What an idiotic sport.


----------



## Modbert (Feb 22, 2010)

Curling is a Olympic treasure that should be played frequently around the world.


----------



## Oddball (Feb 22, 2010)

At least we know who wins a curling match and don't have to rely on "style points" that are more a matter of politics, like in figure skating, mogul skiing and snowboard halfpipe crapola.


----------



## Xenophon (Feb 22, 2010)

They should change it to 'Curly' and make people run lying down in a circle like Curly on the ice.


----------



## Mr Natural (Feb 22, 2010)

Instead of curling stones, I think they should use midgets.


----------



## xotoxi (Feb 22, 2010)

Ravi said:


> to the Special Olympics? I mean, seriously, can't you just see Sarah Palin drifting across the ice pushing a frozen cow pie...
> 
> What an idiotic sport.


 
*ALL* Olympics are special!!!


----------



## Valerie (Feb 22, 2010)

xotoxi said:


> Ravi said:
> 
> 
> > to the Special Olympics? I mean, seriously, can't you just see Sarah Palin drifting across the ice pushing a frozen cow pie...
> ...










Now, here's a sport to watch!





> The U.S. women's hockey team has earned a berth in the gold medal game after beating Sweden soundly, 9-1, in Monday's Olympics semifinal game.
> 
> USA will play the winner of Monday's other semifinal between Canada and Sweden, which was to begin at 8 p.m. ET. The gold medal game is Thursday at 6:30 p.m. ET.

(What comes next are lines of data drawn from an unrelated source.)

PR #3842, opened 2019-09-07
Quick update to fix a glaring bad code choice

jayRyan24:


jayRyan24:
@rpherbig Real quick change, was an obvious one I simply used early and and didn't fix when I changed how it worked.

PR #3843, opened 2019-09-07
Propagate skip_clean in performance

Tarhish:
skip_clean is sent to play_song? initially, however if the first play attempt fails it isn't propagated to subsequent calls.


rpherbig:
Good catch

PR #3845, opened 2019-09-08
[athletics] Add cowbell support

Ry7n:
Removes hard-coded references to zills and adds messaging hooks for
cowbells. Fixes an issue where cowbells would play but not be cleaned by
athletics.

Leverages the `instrument` field of setup.yaml that crossing-training
already uses.

n.b.: I don't have a cowbell to test this with, but didn't notice any regressions with my zills

### DIFF
--- a/athletics.lic
+++ b/athletics.lic
@@ -14,7 +14,7 @@ class Athletics
     @athletics_options = get_data('athletics').athletics_options
     @performance_pause = @settings.performance_pause
     # maintains compatibility with those who had instrument unset
-    @instrument = @settings.instrument || 'zills'
+    @instrument = @settings.worn_instrument || 'zills'
 
     @climbing_target = get_data('athletics').practice_options[@settings.climbing_target]
     @swimming_target = get_data('athletics').swimming_options[@settings.swimming_target]
--- a/athletics.lic
+++ b/athletics.lic
@@ -13,6 +13,8 @@ class Athletics
     @settings = get_settings
     @athletics_options = get_data('athletics').athletics_options
     @performance_pause = @settings.performance_pause
+    # maintains compatibility with those who had instrument unset
+    @instrument = @settings.instrument || 'zills'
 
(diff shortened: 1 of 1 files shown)


rpherbig:
Rather than trying to make the performance logic in athletics more robust, what do you think about using some of the performance helpers in `common`?

E.g. https://github.com/rpherbig/dr-scripts/blob/348514202d6b40c294561e12ebf65c18d7ace670/common.lic#L439

There's a distinction between the `instrument` setting and the `worn_instrument` that isn't handled in athletics and overall duplication that I don't think is necessary.

Tarhish:
I'm poking my head in.  I was going to say it'd be easy to replace the existing functions with just a call to DRC.play_song?, but I don't understand why there's a different song for climbing than normal play.  Is it harder to play songs while climbing?  Does anyone even use that?

Ry7n:
I don't have a strong preference; was just trying to quickly help out some cowbell folks that have to manually clean.

`;first-aid` does something similar, I could move the logic from there, which doesn't mention zills specifically.

Tarhish:
I don't have a problem with making a change like this to increase support in the interim.  I can figure out the commonization in the long run, but yeah there are probably some clonkers with cowbells that could use this.

Slight thing to adjust though, due to archaic terminology, `instrument:` is the setting for if you've got a non-worn instrument, like a tuba or something.  `worn_instrument:` is the base setting that defaults to zills, and what people will clonk their cowbells by.  `instrument:` can't be used in athletics because it requires hands.

So I think that first line could just be `@instrument = @settings.worn_instrument`.  The setting defaults to 'zills' in base, but in my yaml it's 'cowbell'.  Other than that I think this would work as is.

rpherbig:
Thanks for pointing that out @Tarhish 

@Ry7n if you use `worn_instrument` I'll merge this as-is. We can commonize stuff later.

Sarvatt:
mind changing line 17 to @instrument = @settings.worn_instrument to get this through @Ry7n? That defaults to zills in base, no need for the or

Issue #3847, opened 2019-09-09
smith/forge threw away tools


Akhorishaan:
https://pastebin.com/vaevTqQR
Ran into an issue where if the smith/forge scripts encountered an ingot with not enough material for the crafting project, it would throw your tools in a waste bucket.  This can happen sometimes if you have a few small ingots on you for custom crafting projects and they happen to be in an earlier container in your inventory than your stow container, and stow custom ingot isn't set.

Quick rundown of what happened:
Smith script started, bought a bronze ingot, put the ingot in my backpack, then went to an anvil.  Then it studied the book, put an ingot FROM MY SATCHEL on the anvil, tried to do the first pound and found out there wasn't enough material, exited the forge script, went to the forging supplies room, tried to "get my bronze ingot" again, had a no-match error, then throw my tools in the nearest waste bucket.

I had a couple small (1-3 volumes) ingots in my satchel (which is my crafting_container) for some custom projects I was doing, which made it grab one of those and go into a subroutine to get another ingot, but the hands were full since  the forge script didn't put the tools away after finding out there wasn't enough material to work with.

jayRyan24:
This looks like a definite issue within forge.lic. The first thing to be done is that the scripts should handle errors by putting the gear away first, and not just exit. I think at this stage and to get this error, it's always at the beginning, so there needs to be a stow_item for each of the starting items, but this is definitely a bug that should be fixed. Another issue is that craft.lic should handle thing better as well, and instead of just disposing of the items in hand, it should handle them as possible items that belong to the player. 

I think the biggest issue, especially one found in Dependency, is that there's a mindset that it should be done a certain way and if it isn't, then it's being done wrong. I'm not sure how others haven't run into this issue all the time before, including myself, especially the big crafter/Traders. Possibly it's because they use deed packets, and my extra ingots were always kept inside containers in other containers, but regardless, this is an issue.

This is probably where the item cleanup should go for forge. Something big went wrong, but it can at least handle putting the crafting items away.
```
    when 'You need a larger volume of metal'
      echo '***You need a larger ingot to forge this item.***'
      magic_cleanup
      exit
```

jayRyan24:
Usually the first item in the inv list to get is the one last touched. So, this thing should make the ingot, cut it, and then use it. Did it do anything else between the time it cut it, or did you do anything with inventory before that, to reorder?

jayRyan24:
Looks like pound is always hammer and tongs, nm.

[...]

PR #3849, opened 2019-09-09
More fixes to ensure we're using the proper crafting containers.

jayRyan24:
"More fixes to ensure we're using the proper crafting containers for smithing.

Further fixes for this issue #3847.

### DIFF
--- a/smith.lic
+++ b/smith.lic
@@ -73,13 +73,14 @@ class Smith
       else
         buy_item(data['part-room'], part)
       end
-      bput("stow #{part}", 'You put')
+      bput("put #{part} in my #{@container}", 'You put')
     end
   end
 
   def buy_ingot(discipline)
     ensure_copper_on_hand(700, @settings)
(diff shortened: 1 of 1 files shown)


jayRyan24:
I left stow_hands in just in case something was leftover.

smith.lic
```diff
@@ -104,6 +105,7 @@ class Smith
 
     ensure_copper_on_hand(1000, @settings)
     order_item(discipline['finisher-room'], discipline['finisher-number'])
+    bput("put oil in my #{@container}", 'You put')
```
jayRyan24: In this case, the oil is what is bought:
```
>order 6
The attendant says, "You can purchase a flask of oil for 1,000 Kronars.  Just order it again and we'll see it done!"
>order 6
The attendant takes some coins from you and hands you a flask of oil.
>put my oil in my back
You put your oil in your pink backpack.
```

PR #3851, opened 2019-09-10
Adding updated common-moonmage and walkingastro

jayRyan24:
walkingastro uses DRCMM which would be broken if fixes weren't added because they are required by DRCMM.

### DIFF
--- a/walkingastro.lic
+++ b/walkingastro.lic
@@ -9,13 +9,14 @@ class WalkingAstro
     settings = get_settings
     @astrology_prediction_skills_survival = settings.astrology_prediction_skills['survival']
     @no_use_scripts = settings.walkingastro_no_use_scripts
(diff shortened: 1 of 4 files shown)


walkingastro.lic
```diff
@@ -9,13 +9,14 @@ class WalkingAstro
     settings = get_settings
     @astrology_prediction_skills_survival = settings.astrology_prediction_skills['survival']
     @no_use_scripts = settings.walkingastro_no_use_scripts
+    @tele_storage = settings.telescope_storage
```
rpherbig: ❌ The `base` and `base-empty` changes need to be in this PR

jayRyan24: Yup, getting to that. Need to do them one at a time or I'll simply forget, lol. Thank you!

PR #3863, opened 2019-09-14
Expansion of Smoke script.

jayRyan24:
Added a setting for smoke, renamed to smoker, added ability for flint/blade lighting, added the ability to just smoke a cigar without an image.

### DIFF
--- a/profiles/Shagium-setup.yaml
+++ b/profiles/Shagium-setup.yaml
@@ -483,4 +483,12 @@ sorter:
   sort_inv_command: false
   sort_look_others: false
   sort_look_items_command: true
-  ignore_categories: lootables|trash  
+  ignore_categories: lootables|trash
+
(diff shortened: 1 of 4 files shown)


jayRyan24:
https://pastebin.com/54iKbqhh

Sarvatt:
love it, lol

jayRyan24:
I like smoking while sitting around and talking and stuff.

Sarvatt:
i am not a fan of subkeys instead of explicit options though that is the new du jour lately, its hard to document in a way people can see and there are many checks in ruby not obvious that you need to check for .empty? instead of nil which comes up a lot. i guess we could add example usages in comments in base-empty for that. dont mind me, i’m not around just cracking up someone is updating smoke.lic that i laughed my ass off making :)

PR #3868, opened 2019-09-16
Fixed astrology bugs.

### LINKED ISSUE #3867: Astrology isn't working right.
Starting today, when training astrology, my moon mage is centering his telescope on Dawgolesh and peering, over and over and over.  Used to only train with RTR, now it isn't using it at all.

jayRyan24:
fixed the bput return for peer_telescope to match the returns that use it within astrology.lic, fixed the storage has issue with the bones.

Fixes #3867.

### DIFF
--- a/common-moonmage.lic
+++ b/common-moonmage.lic
@@ -45,7 +45,7 @@ module DRCMM
   end
 
   def peer_telescope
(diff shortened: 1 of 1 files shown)


jayRyan24:
This `open it` return was the only instance of it being used in any case statement, so I just changed the one in common instead of astrology.

PR #3879, opened 2019-09-17
Adding an additional spell prep message

bmcneff:


bmcneff:
Rolled into https://github.com/rpherbig/dr-scripts/pull/3878

PR #4018, opened 2019-11-13
modified combat-trainer to allow astrology without telescope

andymanak:
Use existing setting for have_telescope within combat_trainer to determine if telescope should be used or not when training Astrology.


andymanak:
Not sure why it lists the older commit related to cambrinth.

PR #4030, opened 2019-11-18
Update base-hunting.yaml

n1neb4ll:
Blood Wolves west of crossing near dire bears. Don't hit me as often as buccas, and train nicely.

### DIFF
--- a/data/base-hunting.yaml
+++ b/data/base-hunting.yaml
@@ -553,6 +553,13 @@ hunting_zones:
   - 14123
   - 19225
   - 14124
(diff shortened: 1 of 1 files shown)


Hiinky:
Might need to add a warning that they can sometimes see a wandering silver-back bear which are a bit tougher.  https://elanthipedia.play.net/Silver-backed_bear

n1neb4ll:
I don't think they will encounter them in this area. You would have to go up again from the last room, to run into the Dire-bears and silver-backs. If you stay "down" in these few rooms, the bears won't come this way. (as far as I have seen).

PR #4036, opened 2019-11-24
Tarantula script.

Dartellum:


profiles/base.yaml
```diff
@@ -1144,6 +1144,12 @@ grave_junk:
 - millipede
 - cockroach
 
+#HE tarantula gift, list the skills you want the tarantula to use
+spider_noun: bio tarantula
+crafting_skills:
```
rpherbig: ❓ `*_skills` is really generic. What do you think about `spider_*_skills`?

tarantula.lic
```diff
@@ -0,0 +1,52 @@
...
+  crafting_skills += settings.crafting_skills
+  hunting_skills += settings.hunting_skills
+  outdoor_skills += settings.outdoor_skills
+
+  loop do
+    if Script.running?('workorders') || Script.running?('craft')
+      crafting_skills.each { |e| DRC.bput("turn my bio tarantula to #{e}", /You fiddle/, /With a/)
+      case DRC.bput("rub my #{spider_noun}", /The tarantula comes alive/, /It is mere/, /you currently aren\'t/, "It needs approximately \d+ (?:roisan|roisaen)", /You try, but it does nothing./)
+      when /It needs approximately (\d+) (?:roisan|roisaen)/
+        ptime = Regexp.last_match(1).to_i
```
rpherbig: Could you make this (and the next) variable names clearer?

Dartellum: Sure - ptime = pause time.

profiles/base.yaml
Dartellum: Sure can. I am testing some other pieces and why I have lag.

DryIce41:
Thank you for putting this together Dart.

I set it up and tried it a bit. 
During hunting-buddy it would occasionally use my set noun of Seven-legged tarantula. And sometimes it would try to use "bio tarantula"  

Also you set it up so you can choose scripts that will pause it. Athletics for example.

Dartellum:
> Thank you for putting this together Dart.
> 
> I set it up and tried it a bit.
> During hunting-buddy it would occasionally use my set noun of Seven-legged tarantula. And sometimes it would try to use "bio tarantula"
> 
> Also you set it up so you can choose scripts that will pause it. Athletics for example. I called that as a before.

I had not changed a piece of code for the noun. I have that staged. As for the pausing, I did not add anything to pause other scripts, unless you are asking for that.

DryIce41:
Not asking it to pause scripts, but something similar to walkingastro. Where you can designate scripts for it to not be used during.  Does it only cycle between the first two variable skills you tell it to?

Dartellum:
Closing as another version is getting put up.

U.S. women trounce Sweden 9-1; will play for hockey gold - Game On!: Covering the Latest Sports News


----------



## Article 15 (Feb 22, 2010)

Some of those curling chics are hot.


----------



## Valerie (Feb 22, 2010)

Article 15 said:


> Some of those curling chics are hot.





Yes, indeed!

http://news.bbc.co.uk/media/images/41259000/jpg/_41259764_curlers_pa.jpg



Unfortunately, they haven't fared as well this week...




> Sweden Topples USA in 2010 Olympic Women's Curling


Sweden Topples USA in 2010 Olympic Women's Curling - Associated Content - associatedcontent.com


----------



## Article 15 (Feb 22, 2010)

I developed a fondness for curling watching these two at the 2006 games.


----------



## Paulie (Feb 23, 2010)

Article 15 said:


> I developed a fondness for curling watching these two at the 2006 games.



Oh wow, I'm sorry I _missed_ that event!

This is the first year I've spent any considerable amount of time watching curling, and I actually enjoy it for some reason.  

Too bad Ravi's too cool for curling.


----------



## Mr.Fitnah (Feb 23, 2010)

[ame=http://www.youtube.com/watch?v=eUy9ake9q8w]YouTube - How Curling Stones are Made? (How it's Made)[/ame]


----------



## Ravi (Feb 23, 2010)

Paulie said:


> Article 15 said:
> 
> 
> > I developed a fondness for curling watching these two at the 2006 games.
> ...


I can see if you had a little too much to smoke that it would be both fascinating and exciting to watch. Kind of like shuffleboard or horseshoes.


----------



## Paulie (Feb 23, 2010)

I don't smoke weed anymore, but curling is way more interesting than shuffleboard regardless.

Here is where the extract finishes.